Normally, this should supply more malonyl-CoA for fatty acid synthesis,
but FAS was found to be diminished. Malonyl-CoA also inhibits CPT-
1, which is consistent with our current observations. One possibility to
explain the reduced pACC is that jejunal AMP-dependent kinase activity,
which normally phosphorylates and inhibits ACC, may be diminished in
DIO animals. However, the phosphorylated and active form of AMPK
in skeletal muscle was not significantly different between DIO mice
and CHOW controls in our previous work [3]. Further studies will be
necessary to clarify this point.
Without affecting circulating lipid parameters in DIO mice, we
previously reported that Populus balsamifera treatment reduced body
weight, improved glycemia and insulinemia while favouring insulin
signalling and fat oxidative components in liver and adipose tissue. In
jejuna segments in the current study, Populus balsamifera treatment had
two major effects. It reduced the cellular fatty acid content and increased
ACC phosphorylation. Both of these components could be related to
an increase in AMPK activity leading to lipid “wastage”, as previously
suggested [3]. Indeed, we have also previously reported that balsam
poplar more than doubled AMPK activation in cultured hepatocytes
[15]. However, since the reduced expression of CPT-1 was not
reversed by Populus balsamifera treatment, it is hard to envisage that
beta oxidation of fatty acids may have been improved. Other oxidative
pathways, such as omega-oxidation of fatty acids, could be increased in
the intestine, as was seen with dietary lipid interventions in non-obese
C57BL/6J mice [16].
Conclusion
In summary, the effects of Populus balsamifera treatment on jejunal
segments of DIO mice were limited to reducing fatty acid content and
ACC activation (through increased phosphorylation). Nonetheless, such
actions should be beneficial in the face of high fat diets and obesity. This
further strengthens the potential of balsam poplar extracts to be useful in
the context of the high prevalence of obesity in Indigenous populations,
such as the Cree of Eeyou Istchee. Populus balsamifera traditional
preparations should thus be studied further, notably in clinical settings,
in such populations.
Acknowledgements
These studies were funded by a Team Grant from the Canadian Institutes
of Health Research (CTP-79855) to PSH. Jonathan Ferrier (laboratory of
John T. Arnason, University of Ottawa) is gratefully acknowledged for
preparing the crude extracts of Populus balsamifera.

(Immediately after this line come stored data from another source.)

PR #983, opened 2026-07-27
fix: auditor comments on the front-run and KAPI checks

hweawer:
## Description

Auditor comments on the front-run / KAPI checks that landed in #978 and #980.

Three items ship here; a fourth was implemented and then reverted on request — kept in the history and described below so the trade-off is on record.

### ~~1. `FrontRunAttackError` raised at the decision point, not in the helper~~ — reverted (`bb748dfc`)

Done in `cdcae935`, then reverted on request. `FrontRunAttackError` is raised from `_collect_valid_pending_deposits` again, as on `develop`.

Recorded so it is not rediscovered later: the historical caller `AbnormalClRebase._sum_valid_lido_pending` therefore raises too. It runs over `prev_blockstamp` to measure a rebase, so the bunker check fails on a front run anywhere in the previous frame — **including one already resolved by the reference slot**, where the validator has been created, the pubkey has left the not-yet-on-CL filter, and the ref-slot paths no longer see it. Reporting is then blocked over a closed incident.

The bunker must-not-raise test and the two helper tuple-contract tests went with the revert.

### 2. The log-only KAPI check runs before the raising ones (`8c4cac7f`)

`_kapi_sanity_check_pending_deposits` only warns; `_kapi_sanity_check` and `_kapi_sanity_check_by_operator` raise. Ordered behind them, its output was unreachable in exactly the incident where you want it — the run aborts and the log ends at the raise, with no record of which pending deposits sat on Lido credentials without a matching used key.

Demonstrated by restoring the old order under the new test: the log then contains only the `_kapi_sanity_check` error and nothing about pending deposits.

Cost is nil in practice — the check reads pending deposits and the WC list, and every caller of `_get_lido_validators_with_keys` needs the state view anyway, so the `lru_cache`d fetch is not duplicated. What changes is that a grossly stale Keys API no longer bails out before that read, which is the point: that read is the diagnostic.

### 3. Discarded-deposit test now asserts the refusal (`c34d8b7b`)

A test left deliberately red in #980 asked whether a deposit the CL threw away should block reporting. Decision: it should — the oracle does not write such a loss off on its own. The test now pins `CountOfKeysDiffersException` with the counts in the message, and the suite is green.

Deliberately `CountOfKeysDiffersException` and not `FrontRunAttackError`: nobody captured the ether here, so there is no counterparty to name and no key to escalate — only a count that no longer adds up. The two states look alike from the outside, so the test docstring says why they raise differently.

The consequence is recorded in `_validate_total_validators_count`: the refusal can be **permanent**. The CL drops a deposit whose signature does not verify (Electra `apply_pending_deposit`) without leaving a validator or a queue entry, `depositedValidators` never decreases, so the key is missing from both sets for good and every later frame raises too. Written down because it reads like a bug otherwise.

### 4. The private active/pending getters were running twice per report (`a5d930ef`)

`get_active_lido_validators` and `get_pending_lido_validators` are both `lru_cache`d, but each cross-checks active against pending, so each calls both private halves — and those were uncached. Accounting calls both wrappers, so every report ran `_get_active_lido_validators` and `_get_pending_lido_validators` twice, the latter BLS-verifying the whole Lido pending-deposit queue both times.

Measured on a read-only rebuild of the mainnet report at ref slot 14860799 (23,316 pending Lido deposits), warm state cache, one run each:

| | develop | with caches |
|---|---|---|
| `_get_active_lido_validators` runs | 2 | 1 |
| `_collect_valid_pending_deposits` runs | 2 | 1 |
| CL balance trace | 73.9 s | 52.4 s |
| full report build | 23.0 s | 23.5 s |
| **total** | **96.9 s** | **75.9 s** |

Report hash unchanged: `0x4c766af8b5843360d319a0f52879f8ab4f3941d73cdcdaa5e2a61db3a473e054` — the same hash the first oracle member submitted on chain for that slot.

Caveat on the timings: how the saving splits between the two phases depends on the debug tool's call order, so read the total rather than the split. The run counts are the tool-independent part.

No extra memory — the wrapper returns the very object the private method built, so the two `maxsize=1` entries point at the same list/dict. No behaviour change either: `maxsize=1` evicts on a different blockstamp exactly as the wrappers already did, which is what `safe_border`'s historical lookups rely on.

## How Has This Been Tested?

- [X] Local tests (`pytest`)
- [X] Manual testing — read-only mainnet report rebuild, see item 4
- [ ] Not tested

**1524 passed, 0 failed.** `ruff format`, `ruff check` and `pyright src` clean.

Each behavioural change is mutation-checked, so none of the new tests are vacuous:

| change | mutation | result |
|---|---|---|
| log-only check moved first | restore the old order | diagnostics missing from the log |
| discarded deposit refused | disable `_validate_total_validators_count` | `DID NOT RAISE` |

New tests:

- `test_get_lido_validators_with_keys__raising_check_fails__pending_deposit_diagnostics_still_logged` — pins the check order;
- `test_report__cl_discarded_the_deposit__reporting_is_refused` — replaces the write-off test.

## Checklist

- [X] New tests added (if applicable)

### DIFF
--- a/src/web3py/extensions/lido_validators.py
+++ b/src/web3py/extensions/lido_validators.py
@@ -545,9 +545,7 @@ class LidoValidatorsProvider(Module):
         an active CL validator before Lido's own deposit() call increments the ref-slot-pinned
         deposited_validators counter).
 
-        If the counts do not add up, we do not submit the report. That can be permanent: the CL drops
-        a deposit with an invalid signature without leaving a validator or a queue entry, and
-        deposited_validators never decreases. Governance accounts for lost ether, not the oracle.
+If the total number of deposits and validators on the CL side is lower than what we see on the EL side, the oracle will not produce a report because the data sources are out of sync.
         """
         stats = self.w3.lido_contracts.lido.get_beacon_stat(blockstamp.block_hash)
         total_count = active_count + pending_count
--- a/src/web3py/extensions/lido_validators.py
+++ b/src/web3py/extensions/lido_validators.py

Very special thanks are due to Smally Petawabano, Laurie Petawabano,
Charlie Coon, Sophie Coon, Mabel Gunner, Abel Mark, Kathleen Mark,
Elizabeth Coon Come, Harriett Matoush, Sandy Matoush, Rene Coon,
and Emma Coon Come from the Cree Nation of Mistissini, and Abraham
Mamianskum, Agnes Kawapit, Andrew Natachequan, Anne Sandy, Eliza
George Mamianskum, Eliza Kawapit, James Kawapit, Jeanny Masty,
John Petagumskum Sr., Lucy Rupert, Maggie Natachequan, and Mathew
Natachequan from Whapmagoostui First nation, as well as to 41 other
Cree Elders of both nations who kindly agreed to be interviewed. They
made this article possible by allowing us to use, for the purposes of this
research, their knowledge relating to medicinal plants transmitted to them
by their Elders. Their trust has also enabled a useful exchange between
Indigenous knowledge and Western science.
Disclosure
The authors declare no conflict of interest.